Source data Block Start

PR #522, opened 2023-11-01
Show "Picture Books" in language card list (BL-12827)

andrew-polk:
This change is [Reviewable](https://reviewable.io/reviews/BloomBooks/BloomLibrary2/522)

### DIFF
--- a/src/components/ByLanguageGroups.tsx
+++ b/src/components/ByLanguageGroups.tsx
@@ -1,7 +1,10 @@
 import React, { useContext, useEffect, useState, useMemo } from "react";
 import { IFilter } from "../IFilter";
 import { CachedTablesContext } from "../model/CacheProvider";
-import { getDisplayNamesForLanguage } from "../model/Language";
+import {
+    getDisplayNamesForLanguage,
+    kTagForNoLanguage,
+} from "../model/Language";
 import {
     useSearchBooks,
     IBasicBookInfo,
@@ -11,7 +14,6 @@ import {
     bookHasFeatureInLanguage,
     featureIsLanguageDependent,
 } from "./FeatureHelper";
-import { useIntl } from "react-intl";
 import { BookOrderingScheme, ICollection } from "../model/ContentInterfaces";
 import { doExpensiveClientSideSortingIfNeeded } from "../connection/sorting";
 import { DefaultBookComparisonKeyIgnoringLanguages } from "../model/DuplicateBookFilter";
@@ -94,11 +96,6 @@ export function useGetLanguagesWithTheseBooks(
         // We need to wait  until we have divided into language groups since each group will have its own title language.
         // collection.orderingScheme
     );
-    const l10n = useIntl();
-    const unknown = l10n.formatMessage({
-        id: "language.unknown",
-        defaultMessage: "Unknown",
-    });
     // The combination of useRef and useEffect allows us to run the search once
     //    const rows = useRef<Map<string, { phash: string; book: IBasicBookInfo }>>(
     const [langTagToBooks, setLangTagToBooks] = useState(
@@ -118,9 +115,10 @@ export function useGetLanguagesWithTheseBooks(
             // So the first book (in each set with the same comparisonKey) that has a particular language wins.
             // eslint-disable-next-line no-loop-func
             searchResults.books.forEach((book) => {
-                let foundOneLanguage = false;
+                let isBookAdded = false;
                 const key = DefaultBookComparisonKeyIgnoringLanguages(book);
                 const addBookToLang = (langCode: string) => {
+                    isBookAdded = true;
                     if (!mapOfLangToBookArray.get(langCode)) {
                         mapOfLangToBookArray.set(langCode, []);
                     }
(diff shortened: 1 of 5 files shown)


andrew-polk:
This has an issue; converted to draft

andrew-polk:
Issue is resolved. Ready for review.

JohnThomson (changes requested):
> Reviewed 5 of 5 files at r1, all commit messages.
> *[Reviewable](https://reviewable.io/reviews/BloomBooks/BloomLibrary2/522)* status: all files reviewed, 4 unresolved discussions (waiting on @andrew-polk)

___
*[`src/components/ByLanguageGroups.tsx` line 118 at r1](https://reviewable.io/reviews/BloomBooks/BloomLibrary2/522#-NiM4KRP5Bf3pSVGP753:-NiM4KRP5Bf3pSVGP754:b-t5jvjj) ([raw file](https://github.com/BloomBooks/BloomLibrary2/blob/43cf7a46427cbc1f299f2959157225fb5962a1e9/src/components/ByLanguageGroups.tsx#L118)):*
> ```XML
>             // eslint-disable-next-line no-loop-func
>             searchResults.books.forEach((book) => {
>                 let isFoundSomeLanguage = false;
> ```

For some reason I found this code quite hard to follow, maybe just because of jetlag. But I have a few ideas that might help.
Could we reverse the polarity here and let isMissingLanguage = true? I think the opposite polarity of these very similar flags (both end up telling us whether we found at least one of something) contributes to the difficulty of reading this code.
Actually I find it more difficult to reason about negative-named booleans, so I'd prefer hasSomeLananguage = false and hasLanguageForFeature = !needLangCheck, but it's a bit weird to claim that it automatically 'hasLanguageForFeature' when needLangCheck is false.
Another option: I think we could merge them into one variable, isBookInMap = false, and let addBookToLang set it true. Then, at the end, if the book didn't get added to any language, we add it to something, like you now do if isMissingLanguageForLanguageFeature. After all, if it has no language at all, that code should find no L1, and no book.languages[0]?.isoCode and will then add it to kTagForNoLanguage, just like you now do if isFoundSomeLanguage is false. So that might simplify the logic all around.
___
*[`src/components/ByLanguageGroups.tsx` line 188 at r1](https://reviewable.io/reviews/BloomBooks/BloomLibrary2/522#-NiM2zAeAdIKk6emLQYI:-NiM2zAeAdIKk6emLQYJ:byj56y1) ([raw file](https://github.com/BloomBooks/BloomLibrary2/blob/43cf7a46427cbc1f299f2959157225fb5962a1e9/src/components/ByLanguageGroups.tsx#L188)):*
> ```XML
>                             book.languages[0]?.isoCode ||
>                             kTagForNoLanguage
>                     );
> ```

So, the example in your comment isMissingLanguageForLanguageFeature, right, since the talking book feature is not present for Hako, the only language that the book thinks it has at all. Hako is presumably its lang1Tag, so we are going to add it to a list of books that are supposedly talking books in Hako.
Wouldn't it make more sense to find a way to add en and tpi arrays to the map so we could correctly show that it is talking in those languages?
Of course, another possibility is that the upload was configured to contain only Hako. Maybe the original book on the desktop was talking in en and tpi, but the user chose to only upload it in Hako, so in fact the uploaded version is not a talking book in any language? Perhaps we are just not filtering these tags when we upload a book with a subset of its languages?
If it's too dangerous, or more trouble than it's worth, to add the languages that the feature is set for to the map, I wonder if it wouldn't be better to just put it in kTagForNoLanguage? Then, for this book, we'd be saying that it is marked as a talking book, but not for any language we know about. (No, I guess if it has any languages we can't put it in that list because the filter below wouldn't find it.)
___
*[`src/components/ByLanguageGroups.tsx` line 191 at r1](https://reviewable.io/reviews/BloomBooks/BloomLibrary2/522#-NiM4w8IEdZds7WyMUQU:-NiM4w8IEdZds7WyMUQV:b-ruhtji) ([raw file](https://github.com/BloomBooks/BloomLibrary2/blob/43cf7a46427cbc1f299f2959157225fb5962a1e9/src/components/ByLanguageGroups.tsx#L191)):*
> ```XML
>                 }
>                 if (!isFoundSomeLanguage) {
>                     addBookToLang(kTagForNoLanguage);
> ```

Looks like it would tend to get in this list twice, since isMissingLanguageForLanguageFeature is always true if this is false and we needLangCheck. The check for 'similar' books in addBookToLang is probably preventing this, but I think it would be clearer and safer to use an else if here.
___
*[`src/model/Language.ts` line 71 at r1](https://reviewable.io/reviews/BloomBooks/BloomLibrary2/522#-NiMAsjYDrPQN5BqC_oD:-NiMAsjYDrPQN5BqC_oE:b-m1e57g) ([raw file](https://github.com/BloomBooks/BloomLibrary2/blob/43cf7a46427cbc1f299f2959157225fb5962a1e9/src/model/Language.ts#L71)):*
> ```XML
>             "book.detail.pictureBook",
>             "Picture Book (no text)"
>         );
> ```

Or it might be a sign language book that was uploaded without setting the language?

andrew-polk (commented):
> *[Reviewable](https://reviewable.io/reviews/BloomBooks/BloomLibrary2/522)* status: 4 of 5 files reviewed, 4 unresolved discussions (waiting on @JohnThomson)

___
*[`src/components/ByLanguageGroups.tsx` line 118 at r1](https://reviewable.io/reviews/BloomBooks/BloomLibrary2/522#-NiM4KRP5Bf3pSVGP753:-NiMa5zH7pJoVKoS66-p:b6zzz2o) ([raw file](https://github.com/BloomBooks/BloomLibrary2/blob/43cf7a46427cbc1f299f2959157225fb5962a1e9/src/components/ByLanguageGroups.tsx#L118)):*

For some reason I found this code quite hard to follow, maybe just because of jetlag. But I have a few ideas that might help.
Could we reverse the polarity here and let isMissingLanguage = true? I think the opposite polarity of these very similar flags (both end up telling us whether we found at least one of something) contributes to the difficulty of reading this code.
Actually I find it more difficult to reason about negative-named booleans, so I'd prefer hasSomeLananguage = false and hasLanguageForFeature = !needLangCheck, but it's a bit weird to claim that it automatically 'hasLanguageForFeature' when needLangCheck is false.
Another option: I think we could merge them into one variable, isBookInMap = false, and let addBookToLang set it true. Then, at the end, if the book didn't get added to any language, we add it to something, like you now do if isMissingLanguageForLanguageFeature. After all, if it has no language at all, that code should find no L1, and no book.languages[0]?.isoCode and will then add it to kTagForNoLanguage, just like you now do if isFoundSomeLanguage is false. So that might simplify the logic all around.
</blockquote></details>

Thanks. I think that improves things considerably!
___
*[`src/components/ByLanguageGroups.tsx` line 188 at r1](https://reviewable.io/reviews/BloomBooks/BloomLibrary2/522#-NiM2zAeAdIKk6emLQYI:-NiMa8jTE6wkCCB6RhtV:b-mva9kl) ([raw file](https://github.com/BloomBooks/BloomLibrary2/blob/43cf7a46427cbc1f299f2959157225fb5962a1e9/src/components/ByLanguageGroups.tsx#L188)):*

So, the example in your comment isMissingLanguageForLanguageFeature, right, since the talking book feature is not present for Hako, the only language that the book thinks it has at all. Hako is presumably its lang1Tag, so we are going to add it to a list of books that are supposedly talking books in Hako.
Wouldn't it make more sense to find a way to add en and tpi arrays to the map so we could correctly show that it is talking in those languages?
Of course, another possibility is that the upload was configured to contain only Hako. Maybe the original book on the desktop was talking in en and tpi, but the user chose to only upload it in Hako, so in fact the uploaded version is not a talking book in any language? Perhaps we are just not filtering these tags when we upload a book with a subset of its languages?
If it's too dangerous, or more trouble than it's worth, to add the languages that the feature is set for to the map, I wonder if it wouldn't be better to just put it in kTagForNoLanguage? Then, for this book, we'd be saying that it is marked as a talking book, but not for any language we know about. (No, I guess if it has any languages we can't put it in that list because the filter below wouldn't find it.)
</blockquote></details>

Yeah, it is hard to speculate exactly about what should be since we don't really know how things get into this state.
In the end, this is a case which represents bad data. And the main goal of the original code was to ensure the books *did* show on the page.
___
*[`src/components/ByLanguageGroups.tsx` line 191 at r1](https://reviewable.io/reviews/BloomBooks/BloomLibrary2/522#-NiM4w8IEdZds7WyMUQU:-NiMaOha1ctzvg-ADTdg:b-v7jw3o) ([raw file](https://github.com/BloomBooks/BloomLibrary2/blob/43cf7a46427cbc1f299f2959157225fb5962a1e9/src/components/ByLanguageGroups.tsx#L191)):*

Looks like it would tend to get in this list twice, since isMissingLanguageForLanguageFeature is always true if this is false and we needLangCheck. The check for 'similar' books in addBookToLang is probably preventing this, but I think it would be clearer and safer to use an else if here.
</blockquote></details>

No longer relevant with the change you suggested above.
___
*[`src/model/Language.ts` line 71 at r1](https://reviewable.io/reviews/BloomBooks/BloomLibrary2/522#-NiMAsjYDrPQN5BqC_oD:-NiMaWX62TiE8fVWus_c:bnfq0mc) ([raw file](https://github.com/BloomBooks/BloomLibrary2/blob/43cf7a46427cbc1f299f2959157225fb5962a1e9/src/model/Language.ts#L71)):*

Or it might be a sign language book that was uploaded without setting the language?
</blockquote></details>

I don't think that was actually possible with the previous code (though certain aberrant data conditions probably could allow it). But it certainly shouldn't be the case now.
Or at least, even if it is a book missing its feature tag, it is also a Picture Book.

JohnThomson (approved):
> *[Reviewable](https://reviewable.io/reviews/BloomBooks/BloomLibrary2/522)* status: :shipit: complete! all files reviewed, all discussions resolved (waiting on @andrew-polk)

Source data Block End

From the lines above, copy those that contain the word "useEffect".

_Task answer_
 import React, { useContext, useEffect, useState, useMemo } from "react";
     // The combination of useRef and useEffect allows us to run the search once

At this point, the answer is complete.